# Here's a Puzzler. Best way to keep Ballet/Folklorico dancers from destroying my stage floor?



## stolympiakos (Jan 30, 2019)

So, before the point to not bring them in gets brought up, I can't. They're a huge part of my school district's fine arts program and are some of the best sellers in our area for tickets and patronage. So saying no is right out. 

Basically, we're on a three month paint cycle for our stage, but we have to change that every time they walk in because the nails in their shoes destroy the paint layer (and probably the hardboard) floor. 

Is there anything I can do to make my paint stick a bit better, or protect my floor, or is this just something I have to deal with? 


Thanks everyone!


----------



## sk8rsdad (Jan 30, 2019)

Buy a portable dance floor? There are tiles and mats designed for tap.


----------



## stolympiakos (Jan 30, 2019)

sk8rsdad said:


> Buy a portable dance floor? There are tiles and mats designed for tap.


I'm looking into it, but I'm only familiar with Marley flooring, not with tap flooring.

That, and it may be cost prohibitive for us.


----------



## Footer (Jan 30, 2019)

Tape a maso deck down. It works really well. Paint both sides just like you would normally and gaff it to the floor just like a marley. A lot of groups who tour with percussive dance will carry a floor like this.


----------



## sk8rsdad (Jan 30, 2019)

These 2 statements belong together. 

stolympiakos said:


> the best sellers in our area for ... patronage




stolympiakos said:


> it may be cost prohibitive for us



If the event is well supported then there is likely support from some of those patrons for a suitable dance floor. 

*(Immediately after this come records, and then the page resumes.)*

PR #5838, opened 2021-01-19
Update highlight.js in textview

Zharktas:
### Proposed fixes:
Highlight.js library in textview is ancient and not under security maintenance. This PR updates the library to the latest version and adds it to package.json so that it might be updated later more easily. It uses cdn-assets package as that contains pre-built assets with common languages. The resulting JavaScript file is larger than the old one as it has more languages. If we want to support fewer languages, we could build our own highlight.js. 

Theme is changed to a11y-light for a11y compliance.

default.css is removed as it is not actually used.

### Features:

- [ ] includes API changes


pdelboca:
Tested it locally, LGTM! @Zharktas @amercader

PR #5846, opened 2021-01-20
return more datastore info

### LINKED ISSUE #5831: datastore_info does not return all available datastore info
**CKAN version**
2.9.1

**Describe the bug**
`datastore_info` _["returns information about the data imported, such as column names and types."](https://docs.ckan.org/en/2.9/maintaining/datastore.html#ckanext.datastore.logic.action.datastore_info)_.  For example:

```
$ ckanapi action datastore_info id=5ab4b4de-c970-4619-ab55-ce4338535b24 -r https://data.boston.gov
{
  "meta": {
    "count": 1268020
  },
  "schema": {
    "Agency": "text",
    "DateEntered": "text",
    "Developer": "text",
    "GeneralContractor": "text",
    "MINOR": "text",
    "ProjectAddress_1": "text",
    "ProjectName": "text",
    "ProjectNeigborhood": "text",
    "RESIDENT": "text",
    "Race_Desc": "text",
    "SEX": "text",
    "SubContractor": "text",
    "SubContractorAddress_1": "text",
    "SubContractorAddress_2": "text",
    "TotalHours": "text",
    "Trade": "text"
  }
}
```
However, it doesn't return other relevant available datastore information like aliases and the data dictionary.

Currently, to get an alias, you need to [query a special view `_table_metadata`](https://docs.ckan.org/en/2.9/maintaining/datastore.html#resource-aliases). To [get the data dictionary](https://docs.ckan.org/en/2.9/maintaining/datastore.html#data-dictionary), you need to call `datastore_search`.

**Expected behavior**
Instead of fetching datastore information for a given resource from three different areas, expand 
`datastore_info` so that it also returns the resource's aliases and its data dictionary in addition to what it returns now,

Having the actual data type as stored in the database, and the logical datatype as described by the data dictionary is also useful for Datastore API users.  Returning if a column is indexed is also useful for developers who are using `datastore_search_sql` so they can create performant SQL queries.

**Additional details**
This will facilitate implementing #5801.  It will also help CKAN Datastore API users who are using the datastore to create efficient reports/visualizations and extensions.

### LINKED ISSUE #5832: datastore_info does not work for aliases
**CKAN version**
2.9.1

**Describe the bug**
`datastore_info`  does not work for resource aliases.

**Steps to reproduce**
1. Create a resource
2. Use `datastore_create` to create aliases for the resource
3. Calling `datastore_info` with a valid alias results in a `NotFound` error

**Expected behavior**
`datastore_info` should also work for aliases.  Further, it should returned the aliased resource id.

jqnatividad:
Fixes #5831 and resolves #5832.

### Proposed fixes:
- `datastore_info` also works with aliases and can be used to dereference aliases.
- expands data returned by `datastore_info`
   - expanded `meta` dictionary.
     beyond rowcount, added aliases, resource_id (for dereferencing aliases), dbsize, resource size,  indices size, and table type (BASE TABLE, VIEW, FOREIGN TABLE, MATERIALIZED VIEW)
  - returns the data dictionary as a list of dictionaries - `fields` 
    - moved `schema` into `fields`, at the same time, adding the following keys - native_type (in addition to logical type above), index_name,  is_index, notnull, uniquekey
    -  this was done to align the results of `datastore_info` with `datastore_search`    

**EDIT**: Update proposed fixes after review & subsequent changes. Shorter example.

### Features:

- [X] includes API changes

### Example:
Note that ckanapi returns API results as sorted, pretty-printed JSON.
```
$ ckanapi action datastore_info id=test_alias -r=https://myckan.example.com
{
  "fields": [
    {
      "id": "e_field_id",
      "info": {
        "label": "equipment field id",
        "notes": "",
        "type_override": ""
      },
      "schema": {
        "native_type": "text",
        "index_name": null,
        "is_index": false,
        "notnull": false,
        "uniquekey": false
      },
      "type": "text"
    },
    {
      "id": "data_source_id",
      "info": {
        "label": "",
        "notes": "data_source_id information can be found in the data_source_master table",
        "type_override": ""
      },
      "schema": {
        "native_type": "numeric",
        "index_name": null,
        "is_index": false,
        "notnull": false,
        "uniquekey": false
      },
      "type": "numeric"
    },
    {
      "id": "adjustment_factor",
      "info": {
        "label": "",
        "notes": "",
        "type_override": ""
      },
      "schema": {
        "native_type": "numeric",
        "index_name": null,
        "is_index": false,
        "notnull": false,
        "uniquekey": false
      },
      "type": "numeric"
    },
    {
      "id": "start_date",
      "info": {
        "label": "",
        "notes": "",
        "type_override": ""
      },
      "schema": {
        "native_type": "timestamp without time zone",
        "index_name": null,
        "is_index": false,
        "notnull": false,
        "uniquekey": false
      },
      "type": "timestamp"
    },
    {
      "id": "end_date",
      "info": {
        "label": "",
        "notes": "",
        "type_override": ""
      },
      "schema": {
        "native_type": "timestamp without time zone",
        "index_name": null,
        "is_index": false,
        "notnull": false,
        "uniquekey": false
      },
      "type": "timestamp"
    }
  ],
  "meta": {
    "aliases": [
      "test_alias"
    ],
    "count": 1000027,
    "dbsize": 22266180255,
    "id": "3d9805b0-4eed-480c-8984-2ba2858dfab4",
    "idxsize": 165134336,
    "size": 304619520,
    "table_type": "BASE TABLE"
  }
}
```


wardi:
Thanks @jqnatividad 

Where possible would you align the keys returned to the ones that are returned by `datastore_search`? I don't love having duplicated functionality but at least if the keys are the same that reduces some strangeness in our API

jqnatividad:
Thanks @wardi 
Tweaked it to align the keys - using `native_type` for the native db-level data type and `table_type` for db table type.
Also changed some of the keys to use underscore spacing.
Let me know if there's anything else...

wardi:
in `package_search` the data dictionary entries are included in the `fields` list, can you do the same here instead of putting them in a separate `data_dictionary` list?

wardi:
Would you move the schema information into the fields list too? That way you don't need the `column_no` keys and all the information about a column would be in one place.

jqnatividad:
IMHO, leaving the two separate is best not only for backward compatibility but for "forward" compatibility as well.

The schema dictionary focuses on the "physical", native database metadata that's specific to the underlying datastore backend - in this case - postgres.

The data dictionary fields are focused on the "logical" field information that "should" stay the same even with a different backend.  

Also, even though I don't know of an extension that extends the Data Dictionary form template by leveraging how you used postgres comments to store the data dictionary JSON, wouldn't mixing the logical/physical info tie ourselves to postgres?

Right now, postgres is our primary backend, but I know of several initiatives to develop alternate backends.

Your thoughts?

wardi:
Not concerned about mixing data at different levels (we can group each in its own dict). Don't like that fields are represented as a list of objects and a dictionary with column names as keys at the same time.

As far as different datastore back ends it's up to them to implement as much of the API as they like.

jqnatividad:
Got it,

Will move schema info into the fields list, so:

```
{
  "fields": [
    {
      "id": "field",
      "info": {
        "label": "field name",
        "notes": "",
        "type_override": ""
      },
      "type": "text",
      "schema": {
           "data_type": "text",
           "index_name": null,
           "is_index": false,
           "notnull": false,
           "uniquekey": false
    },
...
    {
      "id": "stddev",
      "info": {
       "label": "Standard Deviation",
       "notes": "",
       "type_override": ""
    },
    "type": "numeric",
    "schema": {
        "data_type": "numeric",
        "index_name": null,
        "is_index": false,
        "notnull": false,
        "uniquekey": false
    },
...
```

Is this OK?

wardi:
Yes that sounds good, we'll just need a note in the changelog about the change in format of what this endpoint returns

wardi:
there's a test failure building the docs: `/root/project/ckanext/datastore/logic/action.py:docstring of ckanext.datastore.logic.action.datastore_info:24: WARNING: Field list ends without a blank line; unexpected unindent.` otherwise this looks good to me

jqnatividad:
Hi @wardi,
The apidoc is now fixed and I also aligned the result as we discussed earlier - https://github.com/ckan/ckan/pull/5846#issuecomment-765663693

wardi:
@amercader this looks good to me, but it does represent a change in API response format for `datastore_info`. Mentioning this change in the changelog should suffice, WDYT?

amercader:
I think the changelog should be enough, but add it as part of this PR or we might forget

wardi:
we're doing that with https://pypi.org/project/towncrier/ now, right? I don't see a `newsfragments` directory in our source

amercader:
We are putting the changelog entries here: https://github.com/ckan/ckan/tree/master/changes (or not putting rather, we haven't been following this, so we might need to enforce it with an action or re-think it)

jqnatividad:
Added the towncrier entries.

FWIW, +1 to using towncrier. To ensure compliance, may I suggest adding it to the ["Making a Pull Request"](https://docs.ckan.org/en/latest/contributing/pull-requests.html) checklist?

jqnatividad:
Pinging to check when/if this PR will be merged.
Was hoping to leverage the additional info in revamped datatatables view to:
* show resource aliases
* to get index info to help extended version of datatables_view that uses datastore_search_sql instead of datastore_search

wardi:
Love it @jqnatividad . Maybe even worth creating a place for this information in a "storage details" tab or something on the resource pages

PR #5853, opened 2021-01-25
Check for valid postgres identifer length

### LINKED ISSUE #5834: Postgres check for valid identifiers does not check for length
**CKAN version**
2.9.1

**Describe the bug**
The  postgres backend has several functions/helpers that check for valid postgres identifiers - for valid table, column, index and view (alias) names - that's used by the different datastore API actions.

However, it doesn't detect when an identifier is greater than postgres' maximum identifier length (63 by default - `NAMEDATALEN-1` - unless postgres is compiled with a different NAMEDATALEN setting).

https://www.postgresql.org/docs/current/sql-syntax-lexical.html#SQL-SYNTAX-IDENTIFIERS

This results in truncated identifiers when database objects are created with overly long identifiers, sometimes resulting in errors.

**Steps to reproduce**
1. Create a resource
2. Create an alias that's longer than 63 characters with `datastore_create`
3. Check `_table_metadata` and the alias is truncated at 63 characters

or 

1. Prepare a CSV file with several column names longer than 63 characters
2. Upload it to CKAN
3. Datapusher error because `datastore_create` fails

**Expected behavior**
The datastore API should not fail silently and pass the long identifiers to postgres which blindly truncates at 63 characters. It should explicitly return an "identifier too long" error.

jqnatividad:
Fixes #5834 

### Proposed fixes:
* add len check to is_valid_field_name

### Features:

- [ ] includes API changes

### DIFF
--- a/ckanext/datastore/helpers.py
+++ b/ckanext/datastore/helpers.py
@@ -26,10 +26,12 @@ def is_valid_field_name(name):
     * can't start with underscore
     * can't contain double quote (")
     * can't be empty
+    * can't be longer than 63 characters
     '''
     return (name and name == name.strip() and
             not name.startswith('_') and
-            '"' not in name)
+            '"' not in name and
+            not len(name) > 63)
 
 
 def is_valid_table_name(name):
--- a/ckanext/datastore/helpers.py
+++ b/ckanext/datastore/helpers.py
@@ -26,12 +26,10 @@ def is_valid_field_name(name):
     * can't start with underscore
     * can't contain double quote (")
     * can't be empty
-    * can't be longer than 63 characters
     '''
     return (name and name == name.strip() and
             not name.startswith('_') and
-            '"' not in name and
-            not len(name) > 63)
+            '"' not in name)
 
 
 def is_valid_table_name(name):
--- a/ckanext/datastore/backend/postgres.py
+++ b/ckanext/datastore/backend/postgres.py
@@ -47,6 +47,9 @@ _pg_types = {}
 _type_names = set()
 _engines = {}
 
+_max_identifier_length = 63
+_db_enconding = 'UTF8'
+
 _TIMEOUT = 60000  # milliseconds
 
 # See http://www.postgresql.org/docs/9.2/static/errcodes-appendix.html
@@ -656,6 +659,20 @@ def _is_valid_pg_type(context, type_name):
         else:
             return True
 
+def is_valid_pg_identifier(name):
+    '''
+    Check that identifier is valid:
+    * can't start or end with whitespace characters
+    * can't start with underscore
+    * can't contain double quote (")
+    * can't be empty
+    * can't be longer than max_id_len per _db_enconding
+    '''
+    return (name and name == name.strip() and
+            not name.startswith('_') and
+            '"' not in name and
+            not len(name.encode(db_encoding)) > _max_identifier_length)
+
 
 def _execute_single_statement(context, sql_string, where_values):
     if not datastore_helpers.is_single_statement(sql_string):
@@ -757,7 +774,7 @@ def check_fields(context, fields):
                 'fields': [u'"{0}" is not a valid field type'.format(
                     field['type'])]
             })
-        elif not datastore_helpers.is_valid_field_name(field['id']):
+        elif not is_valid_pg_identifier(field['id']):
             raise ValidationError({
                 'fields': [u'"{0}" is not a valid field name'.format(
                     field['id'])]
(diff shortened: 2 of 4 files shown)


ckanext/datastore/helpers.py
```diff
@@ -26,10 +26,12 @@ def is_valid_field_name(name):
     * can't start with underscore
     * can't contain double quote (")
     * can't be empty
+    * can't be longer than 63 characters
     '''
     return (name and name == name.strip() and
             not name.startswith('_') and
-            '"' not in name)
+            '"' not in name and
+            not len(name) > 63)
```
wardi, line 34: Does postgres count character length the same way we do in python?

Does the encoding of the datastore database affect this calculation?

jqnatividad: I believe so.

In my testing, I encountered this problem when I was automatically creating aliases when a resource was created using the template "ownerorg-packagename-resourcename"(https://github.com/ckan/ideas/issues/264), and sometimes, it will create aliases longer than 63 characters and the resulting aliases are truncated at 63 characters by postgres.

Also, there is another area where the datastore checks for 63 characters already - 
https://github.com/ckan/ckan/blob/cc000d3acf7401957d8321be53e8cabc2d9ebf3a/ckanext/datastore/backend/postgres.py#L863-L867

However, it only does it for field names. Not table or alias names.

wardi: Both might be wrong. It sounds like the identifier length is limited to 63 bytes, so we either need to know the encoding of the DB  or we should do a  `select octet_length(...)` on the strings we plan to use field or alias names.

jqnatividad: Since postgres UTF8 encoding is already required, and the code has the `# encoding utf-8` magic comment, won't doing `len()` be good enough?

If not, I'd go for `len(name.encode("utf-8"))` instead of querying postgres for `octet_length(...)`.

wardi: where is postgres utf-8 encoding required? There's nothing preventing a user from setting the datastore encoding to cp1252 to increase performance or space-efficiency for their data is there?

jqnatividad: The docs **_imply_** a utf-8 requirement:

https://docs.ckan.org/en/latest/maintaining/installing/install-from-source.html?highlight=UTF#setup-a-postgresql-database
https://docs.ckan.org/en/latest/maintaining/datastore.html?highlight=UTF#set-up-the-database

There is also a hardcoded utf8 assumption in the postgres backend.
https://github.com/ckan/ckan/blob/cc000d3acf7401957d8321be53e8cabc2d9ebf3a/ckanext/datastore/backend/postgres.py#L555-L557

Regardless, the docs should be updated to state if utf8 encoding is actually not required, and maybe even the tests updated for alternate encodings.

wardi: This `encode` is used to generate a hexadecimal hash, it doesn't affect any postgres encoding.

In other issues we're talking about letting users create their own materialized views or foreign data wrappers or other objects. It's not unreasonable for a user to want an encoding optimal for their use case.

```sql
postgres=# create database cp1252test encoding 'win1252' lc_ctype='C' lc_collate='C' template=template0;
CREATE DATABASE
cp1252test=# create table t1 ( ÀÁÂÃÄÅÆÇÈÉÊËÌÍÎÏÐÑÒÓÔÕÖ×ØÙÚÛÜÝÞßàáâãäåæçèéêëìíîïðñòóôõö÷øùúûüýþÿ text );
NOTICE:  identifier "ÀÁÂÃÄÅÆÇÈÉÊËÌÍÎÏÐÑÒÓÔÕÖ×ØÙÚÛÜÝÞßàáâãäåæçèéêëìíîïðñòóôõö÷øùúûüýþÿ" will be truncated to "ÀÁÂÃÄÅÆÇÈÉÊËÌÍÎÏÐÑÒÓÔÕÖ×ØÙÚÛÜÝÞßàáâãäåæçèéêëìíîïðñòóôõö÷øùúûüýþ"
```

vs

```
utf8test=# create table t1 ( ÀÁÂÃÄÅÆÇÈÉÊËÌÍÎÏÐÑÒÓÔÕÖ×ØÙÚÛÜÝÞßàáâãäåæçèéêëìíîïðñòóôõö÷øùúûüýþÿ text );
NOTICE:  identifier "ÀÁÂÃÄÅÆÇÈÉÊËÌÍÎÏÐÑÒÓÔÕÖ×ØÙÚÛÜÝÞßàáâãäåæçèéêëìíîïðñòóôõö÷øùúûüýþÿ" will be truncated to "ÀÁÂÃÄÅÆÇÈÉÊËÌÍÎÏÐÑÒÓÔÕÖ×ØÙÚÛÜÝÞ"
CREATE TABLE
```

jqnatividad: Point taken!  Especially as someone who's asking for more advanced postgres support. :)

And speaking of advanced postgres support, perhaps, instead of hardcoding it, get it from postgres directly with `pg_control_init()` now that postgres v9.5 is about to [get EOLed Feb 11, 2021](https://endoflife.software/applications/databases/postgresql).

https://pgpedia.info/p/pg_control_init.html

wardi:
the postgresql encoding names don't match the ones in Python
```sql
cp1252test=# SELECT character_set_name FROM INFORMATION_SCHEMA.CHARACTER_SETS;
 character_set_name 
--------------------
 WIN1252
(1 row)
```

```python
>>> 'hi'.encode('WIN1252')
  File "<stdin>", line 1, in <module>
LookupError: unknown encoding: WIN1252
```

Doing a `select octet_length(...) < max_identifier_length` for each column name would be the safest. You should be able to pass them as an array and get the result back with a single query.

pdelboca:
Closing due to inactivity.

Feel free to reopen it if consider that it is still relevant.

In my venue I would push back on the dance companies to help fund the solution, either by jacking up their rental rates to cover accelerate maintenance cycles, bring their own floor, or to help fund the purchase and storage of the flooring.


----------



## stolympiakos (Jan 30, 2019)

sk8rsdad said:


> These 2 statements belong together.
> 
> 
> 
> ...



You're totally right, and I wish I could. The ballet folkorico group that we have is in district though, and the way we are set up, I am not allowed to charge them. I can bill more to our outside rental groups, for sure, and probably get the ballet folkorico program to help a little, but it's unlikely. As the district wide PAC, we're expected to provide for them what they can't based on budget. It's not out of the realm of possibility they could help, just tricky to ask them to when their budget already runs so thin.

EDIT: Not trying to be contrarian or throw up obstacles to valid (and very helpful!) solutions, just trying to provide more information as questions or solutions come up.


----------



## Amiers (Jan 30, 2019)

Run a fundraiser. Hosted by both dance groups.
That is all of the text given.